◆ **Directions**:
Repeat the listing below in full, exactly as it stands.
⁂
PR #1471, opened 2026-04-17
fix(vector): Use relative path to patchable checked out source

NickLarsenNZ:
Fixes this error:

```
find: '/src/': No such file or directory
```

Because for this (vector) build, WORKDIR is /stackable (so patchable checked out src/ is below that)

### DIFF
--- a/vector/copy_artifacts.sh
+++ b/vector/copy_artifacts.sh
@@ -6,5 +6,7 @@
 cp "$1" /app
 
 # And now try to find a BOM file named like the binary + _bin.cdx.xml and copy it over as well if it exists
+# Using `patchable with --images-repo-root=src` makes the path `/stackable/src/vector/patchable-work/worktree/0.52.0`
+# assuming WORKDIR was `/stackable`.
 base=$(basename "$1")
-find /src/ -type f -name "${base}_bin.cdx.xml" -exec cp {} /app \;
+find ./src/ -type f -name "${base}_bin.cdx.xml" -exec cp {} /app \;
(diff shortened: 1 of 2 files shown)


vector/copy_artifacts.sh
```diff
@@ -6,5 +6,7 @@
 cp "$1" /app
 
 # And now try to find a BOM file named like the binary + _bin.cdx.xml and copy it over as well if it exists
+# Using `patchable with --images-repo-root=src` makes the path `/stackable/src/vector/patchable-work/worktree/0.52.0`
+# assuming WORKDIR was `/stackable`.
 base=$(basename "$1")
-find /src/ -type f -name "${base}_bin.cdx.xml" -exec cp {} /app \;
+find ./src/ -type f -name "${base}_bin.cdx.xml" -exec cp {} /app \;
```
dervoeti:
```suggestion
find . -maxdepth 1 -type f -name "${base}_bin.cdx.xml" -exec cp {} /app \;
```

dervoeti (changes requested):
Build worked but the SBOM was not there (it's at the workspace level, not in `./src`). With the fix it is located here in the final image: `/usr/local/bin/vector_bin.cdx.xml`

vector/copy_artifacts.sh
NickLarsenNZ: I'm unsure if you tested it or not, but I now don't have time (due to other tasks) so I would go with what I have since it worked (it is gated by the exact match for `${base}_bin.cdx.xml`).

I'm happy to come back and fix it if you see an issue - just not sure if this was more stylistic or an actual problem you discovered.

dervoeti: I tested it, your version does not fail but the image does not contain the SBOM, I tested my version and the resulting image has the SBOM included.

NickLarsenNZ: Perfect, will pull your change in.

dervoeti (approved):

PR #1476, opened 2026-04-24
fix(vector): Use correct license

NickLarsenNZ:
I had inadvertently copied the wrong license into the vector image since building it from source.


sbernauer (approved):
O.o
⁂
◆ **Task solution**:
PR #1471, opened 2026-04-17
fix(vector): Use relative path to patchable checked out source

NickLarsenNZ:
Fixes this error:

```
find: '/src/': No such file or directory
```

Because for this (vector) build, WORKDIR is /stackable (so patchable checked out src/ is below that)

### DIFF
--- a/vector/copy_artifacts.sh
+++ b/vector/copy_artifacts.sh
@@ -6,5 +6,7 @@
 cp "$1" /app
 
 # And now try to find a BOM file named like the binary + _bin.cdx.xml and copy it over as well if it exists
+# Using `patchable with --images-repo-root=src` makes the path `/stackable/src/vector/patchable-work/worktree/0.52.0`
+# assuming WORKDIR was `/stackable`.
 base=$(basename "$1")
-find /src/ -type f -name "${base}_bin.cdx.xml" -exec cp {} /app \;
+find ./src/ -type f -name "${base}_bin.cdx.xml" -exec cp {} /app \;
(diff shortened: 1 of 2 files shown)


vector/copy_artifacts.sh
```diff
@@ -6,5 +6,7 @@
 cp "$1" /app
 
 # And now try to find a BOM file named like the binary + _bin.cdx.xml and copy it over as well if it exists
+# Using `patchable with --images-repo-root=src` makes the path `/stackable/src/vector/patchable-work/worktree/0.52.0`
+# assuming WORKDIR was `/stackable`.
 base=$(basename "$1")
-find /src/ -type f -name "${base}_bin.cdx.xml" -exec cp {} /app \;
+find ./src/ -type f -name "${base}_bin.cdx.xml" -exec cp {} /app \;
```
dervoeti:
```suggestion
find . -maxdepth 1 -type f -name "${base}_bin.cdx.xml" -exec cp {} /app \;
```

dervoeti (changes requested):
Build worked but the SBOM was not there (it's at the workspace level, not in `./src`). With the fix it is located here in the final image: `/usr/local/bin/vector_bin.cdx.xml`

vector/copy_artifacts.sh
NickLarsenNZ: I'm unsure if you tested it or not, but I now don't have time (due to other tasks) so I would go with what I have since it worked (it is gated by the exact match for `${base}_bin.cdx.xml`).

I'm happy to come back and fix it if you see an issue - just not sure if this was more stylistic or an actual problem you discovered.

dervoeti: I tested it, your version does not fail but the image does not contain the SBOM, I tested my version and the resulting image has the SBOM included.

NickLarsenNZ: Perfect, will pull your change in.

dervoeti (approved):

PR #1476, opened 2026-04-24
fix(vector): Use correct license

NickLarsenNZ:
I had inadvertently copied the wrong license into the vector image since building it from source.


sbernauer (approved):
O.o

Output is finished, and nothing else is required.